[Exercise data Boundary: Start]

PR #790, opened 2024-07-18
Allows substitutions with Python Standard Path Objects with `PathSubstitutions`

InvincibleRMC:
Creates `PathSubstitutions` and update some types. For more information on Path check out the documentation [here](https://docs.python.org/3/library/pathlib.html)

PR #806, opened 2024-11-02
Cast pathlib.Path to str inside normalize_to_list_of_substitutions.

### LINKED ISSUE #805: [Enhancement] `normalize_to_list_of_substitutions` should cast `pathlib.Path` to `str`
#### Feature description

Currently, for `IncludeLaunchDescription`, I have to do this:

```python
pkg_uwu_sim = get_package_share_path("uwu_sim")
xacro = IncludeLaunchDescription(
   str(pkg_uwu_sim / "launch" / "xacro.launch.py"),
   launch_arguments={"robot": ROBOT_TYPE}.items(),
)
```

It would be nicer if I could just pass in `pathlib.Path` without casting to string first:

```python
xacro = IncludeLaunchDescription(
   pkg_uwu_sim / "launch" / "xacro.launch.py",
   launch_arguments={"robot": ROBOT_TYPE}.items(),
)
```

However, doing the above currently results in `TypeError: 'PosixPath' object is not iterable`. Most likely related to #345, but I'll send in a PR afterwards to fix this specific case in a way that might fix many others.

In short, always treat `pathlib.Path` as a `str` for `TextSubstitution`. Tracing the source code from `IncludeLaunchDescription`, these are the steps taken on the `launch_description_source` argument:

1. In `IncludeLaunchDescription`, if `launch_description_source` isn't an instance of `LaunchDescriptionSource`, wrap it in `AnyLaunchDescriptionSource`.
2. In `AnyLaunchDescriptionSource`, pass the `launch_file_path` to parent's `__init__()`.
3. In `LaunchDescriptionSource`, set `self.__location` to `normalize_to_list_of_substitutions(location)`.

It is in `normalize_to_list_of_substitutions` when the error occurs, as since `pathlib.Path` isn't a `str` nor `Substitution`, it attempts to cast it to an `Iterable` to normalize each item within it, which isn't valid.

My proposal and PR later:

```python
def normalize_to_list_of_substitutions(subs: SomeSubstitutionsType) -> List[Substitution]:
    """Return a list of Substitutions given a variety of starting inputs."""
    # Avoid recursive import
    from ..substitutions import TextSubstitution

    def normalize(x):
        if isinstance(x, Substitution):
            return x
        if isinstance(x, str):
            return TextSubstitution(text=x)
        raise TypeError(
            "Failed to normalize given item of type '{}', when only "

    ### >>> Insert
    if isinstance(subs, Path):
        return [TextSubstitution(text=str(subs.resolve()))]
    ### <<< End
    if isinstance(subs, str):
        return [TextSubstitution(text=subs)]
    if is_a_subclass(subs, Substitution):
        return [cast(Substitution, subs)]
```

Since `normalize_to_list_of_substitutions` is used in many places, simply casting `pathlib.Path` to `str` may fix a lot of things, where the previous behaviour was to attempt to cast it to `Iterable` and crash with `TypeError` as a result.

Interpause:
This resolves #805. More details can be found there.

After backporting the commit to `humble`, I have tested it to at least work on my launch files, allowing me to remove the `str()` cast.

Since this is my first time, I am not exactly sure how to run tests, but I think this means its good?

```
============================================================================================= test session starts =============================================================================================
platform linux -- Python 3.10.12, pytest-6.2.5, py-1.10.0, pluggy-0.13.0
rootdir: /workspaces/project-name/thirdparty/launch/launch_pytest, configfile: pytest.ini
plugins: launch-pytest-3.6.1, launch-testing-3.6.1, ament-copyright-0.12.11, ament-xmllint-0.12.11, launch-testing-ros-0.19.7, ament-lint-0.12.11, ament-flake8-0.12.11, ament-mypy-0.12.11, ament-pep257-0.12.11, colcon-core-0.18.1, cov-3.0.0
collected 18 items                                                                                                                                                                                            

test/test_copyright.py .                                                                                                                                                                                [  5%]
test/test_flake8.py .                                                                                                                                                                                   [ 11%]
test/test_pep257.py .                                                                                                                                                                                   [ 16%]
test/launch_pytest/test_plugin.py .............                                                                                                                                                         [ 88%]
test/launch_pytest/tools/test_process.py ..                                                                                                                                                             [100%]

============================================================================================= 18 passed in 17.48s =============================================================================================
```

EDIT:
Also would it be possible to backport this to humble? Thanks

### DIFF
--- a/launch/launch/utilities/normalize_to_list_of_substitutions_impl.py
+++ b/launch/launch/utilities/normalize_to_list_of_substitutions_impl.py
@@ -17,6 +17,7 @@
 from typing import cast
 from typing import Iterable
 from typing import List
+from pathlib import Path
 
 from .class_tools_impl import is_a_subclass
 from ..some_substitutions_type import SomeSubstitutionsType
@@ -37,6 +38,8 @@ def normalize_to_list_of_substitutions(subs: SomeSubstitutionsType) -> List[Subs
             "Failed to normalize given item of type '{}', when only "
             "'str' or 'launch.Substitution' were expected.".format(type(x)))
 
+    if isinstance(subs, Path):
+        return [TextSubstitution(text=str(subs.resolve()))]
     if isinstance(subs, str):
         return [TextSubstitution(text=subs)]
     if is_a_subclass(subs, Substitution):


Interpause:
Just saw #790. I think that one seems better as its more thorough & explicit, though that means more review work needed. Mine is closer to a quick workaround.

PR #179, opened 2019-02-07
Support required nodes

kyrofa:
Currently, the only way to specify that a given node is required for a given `LaunchDescription` is to register an `OnProcessExit` handler for the exit event of the required node that then emits a `Shutdown` event. Instead of requiring this boilerplate for a common use-case, This PR resolves #174 by adding an `on_exit` parameter to `ExecuteProcess` that can take actions, and adding a new action called `Shutdown` that immediately causes the launched system to shut down. This allows for the concept of a required node to be expressed simply with:

    launch_ros.actions.Node(
        # ...
        on_exit=Shutdown()
    )

PR #816, opened 2024-12-20
[Humble] Let XML executables/nodes be "required" (like in ROS 1) (#751)

monicaperezserrano:
Cherry pick of the commit discussed here: https://github.com/ros2/launch/pull/179

Supports "on_exit" for XML launch files in ROS 2 humble. 
I tested it locally and it works as expected: 
- Launch file with 2 nodes (both on_exit=shutdown)
- When I kill one node, the process exits with Exit Code = 0.

* Let XML nodes be "required"

Essentially on_exit="shutdown" is equivalent to ROS 1 required="true".

This feature is implemented using the python launchfile on_exit mechanism.

Right now "shutdown" is the only action accepted by on_exit, but theoretically more "on_exit" actions could be added later.

Example:
<executable cmd="ls" on_exit="shutdown"/>

* Added tests for yaml

### DIFF
--- a/launch/launch/actions/execute_process.py
+++ b/launch/launch/actions/execute_process.py
@@ -23,7 +23,7 @@ from typing import Optional
 from typing import Text
 
 from .execute_local import ExecuteLocal
-
+from .shutdown_action import Shutdown
 from ..descriptions import Executable
 from ..frontend import Entity
 from ..frontend import expose_action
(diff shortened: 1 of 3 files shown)


monicaperezserrano:
Not sure why the DCO check is failing, I just cherry-picked the commit `986ea83`.
However, it says the email of the author is not the expected one, any ideas on how to solve this?

christophebedard:
Thanks for the PR. This ended up being backported to Humble in #863, so I will close this PR.

> Not sure why the DCO check is failing, I just cherry-picked the commit `986ea83`. However, it says the email of the author is not the expected one, any ideas on how to solve this?

It is usually because the user configured GitHub to use a specific email address when their commit is merged by GitHub (e.g., when their PR is merged), and that email is different from the email in the `Signed-off-by:` trailer line. We can just manually override the DCO check when we see this.

PR #820, opened 2025-01-23
Stop loading extensions during launch_{xml,yaml} tests.

clalancette:
The reason for this requires some explanation.  In current Windows builds, a "soft" error is generated every time these tests are run.  That error suggests that launch_xml or launch_yaml failed to load in the launch_ros component. But launch_xml and launch_yaml are in a repository that launch_ros depends on; how are they trying to load in launch_ros?

The answer has to do with the extension mechanism.  Because launch has the ability to load in extensions, it will attempt to do so anytime the Parser class is initialized.  One of the available extensions is the launch_ros parser, so it will attempt to load that.  And on Windows, that will fail to find rclpy.  This makes some sense; launch_xml doesn't depend on rclpy, so it doesn't necessarily have the paths setup properly to find it.  However, I don't understand why this only fails on Windows and not Linux.

Regardless, the solution presented here disables the loading of extensions in both launch_xml and launch_yaml.  This should ensure that it only loads in the things from this repository, avoiding the problem completely.

### DIFF
--- a/launch_xml/test/launch_xml/parser_no_extensions.py
+++ b/launch_xml/test/launch_xml/parser_no_extensions.py
@@ -1,0 +1,31 @@
+# Copyright 2025 Open Source Robotics Foundation, Inc.
+#
+# Licensed under the Apache License, Version 2.0 (the "License");
+# you may not use this file except in compliance with the License.
+# You may obtain a copy of the License at
+#
+#     http://www.apache.org/licenses/LICENSE-2.0
+#
+# Unless required by applicable law or agreed to in writing, software
+# distributed under the License is distributed on an "AS IS" BASIS,
+# WITHOUT WARRANTIES OR CONDITIONS OF ANY KIND, either express or implied.
+# See the License for the specific language governing permissions and
+# limitations under the License.
+
+from typing import TextIO
+from typing import Tuple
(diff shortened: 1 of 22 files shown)


clalancette:
Pulls: https://github.com/ros2/launch/pull/820
Gist: https://gist.githubusercontent.com/clalancette/a158460ee87a81d7c283f8acc24e2bf0/raw/9722b96a8a1c1761ba992159192ba052f270343f/ros2.repos
BUILD args:  --packages-above-and-dependencies launch_xml launch_yaml
TEST args:  --packages-above launch_xml launch_yaml
ROS Distro: rolling
Job: ci_launcher
ci_launcher ran: https://ci.ros2.org/job/ci_launcher/15085
* Linux [Build Status](http://ci.ros2.org/job/ci_linux/22408/)
* Linux-aarch64 [Build Status](http://ci.ros2.org/job/ci_linux-aarch64/16666/)
* Linux-rhel [Build Status](http://ci.ros2.org/job/ci_linux-rhel/1941/)
* Windows [Build Status](http://ci.ros2.org/job/ci_windows/23200/)

christophebedard (approved):
Seems reasonable to me.

Issue #799, opened 2024-09-28
Location of included launch files cannot be determined


dseredyn:
## Bug report

- Operating System:
  - Ubuntu 22.04
- Installation type:
  binary
- Version or commit hash:
  humble, from distro
- DDS implementation:
  - 
- Client library (if applicable):
  - 

#### Steps to reproduce issue
I'm trying to make a tool for examination of launch file structure and to visualize a tree of included launch files (python).

The following code, where ent is IncludeLaunchDescription object, should output a path to the included launch file, but instead it returns a string that refers to Python object pointer, e.g. "<launch.substitutions.path_join_substitution.PathJoinSubstitution object at 0x74b241481780>"

if isinstance(ent, IncludeLaunchDescription):
  print(isinstance(ent.launch_description_source.location, str))
  print(ent.launch_description_source.location)

ACTUAL output:
True
<launch.substitutions.path_join_substitution.PathJoinSubstitution object at 0x74b241481780>

EXPECTED output:
True
/home/user/ws/share/...

This should be fixed to enable error reporting for individual launch files included from other launch files. Now it is impossible to automatically determine which launch file has defined a problematic action.

I'm using PAL robotics scripts to build launch files. The function that includes a launch file is:

def include_launch_py_description(
        pkg_name: SomeSubstitutionsType,
        paths: List[SomeSubstitutionsType],
        **kwargs) -> Action:
    """
    Return IncludeLaunchDescription for the file inside pkg at paths.

    Example:
    -------
        include_launch_py_description('my_pkg', ['launch', 'my_file.launch.py'])
        returns file IncludeLaunchDescription from PATH_TO_MY_PKG_SHARE/launch/my_file.launch.py

    """
    pkg_dir = FindPackageShare(pkg_name)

[Exercise data Boundary: End]

- _Directions_: Copy every line in the entries above that has the string "xacro" in it.

- _Response to the exercise_:
xacro = IncludeLaunchDescription(
   str(pkg_uwu_sim / "launch" / "xacro.launch.py"),
xacro = IncludeLaunchDescription(
   pkg_uwu_sim / "launch" / "xacro.launch.py",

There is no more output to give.